Scan the listing and copy each line where the word "RawPacket" is present.

>>>

PR #591, opened 2025-11-28
Support parsing and printing AH and ESP packets

atenart:
This improves debugging IPsec setups. ESP support is only partial as the payload is encrypted.

### DIFF
--- a/retis-events/src/packet.rs
+++ b/retis-events/src/packet.rs
@@ -206,7 +206,7 @@ impl RawPacket {
                     None => Err(PacketFmtError::Truncated),
                 }
             }
-            _ => self.format_l3(f, format, etype, payload),
+            _ => self.format_etype(f, format, etype, payload),
         }
     }
 
@@ -232,7 +232,7 @@ impl RawPacket {
         Ok(())
     }
 
-    fn format_l3(
+    fn format_etype(
         &self,
         f: &mut Formatter,
         format: &DisplayFormat,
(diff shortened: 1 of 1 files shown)


retis-events/src/packet.rs
```diff
@@ -179,13 +179,7 @@ impl RawPacket {
...
-
-        if format.print_ll {
-            write!(f, " ")?;
-        }
-
-        self.format_l3(f, format, etype, payload)
+        self.format_l3(f, format, eth.get_ethertype(), eth.payload())
     }
 
     fn format_l3(
```
vlrpl: just a nit, is it still fair to suffix this with `_l3`?
I understand ethernet has its own dedicated format helper, but isn't `_l2l3` a little more fitting here?

atenart: Because of the VLAN traversal being in `format_l3` now?

atenart: I reworked the VLAN handling (in a dedicated commit), which makes things way better. The logic is more aligned with the other helpers, other protocols can chose to go back to Ethernet parsing or the VLAN directly depending on the needs, and even the extra space before l3 formatting is more logical now.

atenart: > Because of the VLAN traversal being in `format_l3` now?

Or is that because it handles things like ARP or MACsec? One way to make things less confusing would be to:
- s/format_l3/format_etype/
- s/format_l4/format_protocol/

vlrpl: some parts were arguably L2-only, others were kind of 2.5 :)  so I was wondering if we can be more descriptive in the naming.
I personally don't find it confusing as it's clear looking at the code, but it doesn't completely match the expectations.
Your proposal works for me, AFAIC.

<<<

▶ [Task output]:
@@ -206,7 +206,7 @@ impl RawPacket {
@@ -232,7 +232,7 @@ impl RawPacket {
@@ -179,13 +179,7 @@ impl RawPacket {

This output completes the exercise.